Reproduce the records below exactly, with nothing altered.

* _SUPPLIED DATA_
- Opening Delimiter -

PR #404, opened 2016-06-10
Q022

### LINKED ISSUE #182: Validation (2017): Q022 (Date Application Received)
**Edit #:** Q022
**Type:** Quality
**Column:** Date Application Received

Date application received should =activity year or (activity year minus 1 or activity year minus 2).

Additional resources:

nickgrippin:
I'm not sure if I made this approach correctly, please let me know of any improvements you can think of.

Closes #182

### DIFF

- Closing Delimiter -

* _EXERCISE OUTPUT_
PR #404, opened 2016-06-10
Q022

### LINKED ISSUE #182: Validation (2017): Q022 (Date Application Received)
**Edit #:** Q022
**Type:** Quality
**Column:** Date Application Received

Date application received should =activity year or (activity year minus 1 or activity year minus 2).

Additional resources:

nickgrippin:
I'm not sure if I made this approach correctly, please let me know of any improvements you can think of.

Closes #182

### DIFF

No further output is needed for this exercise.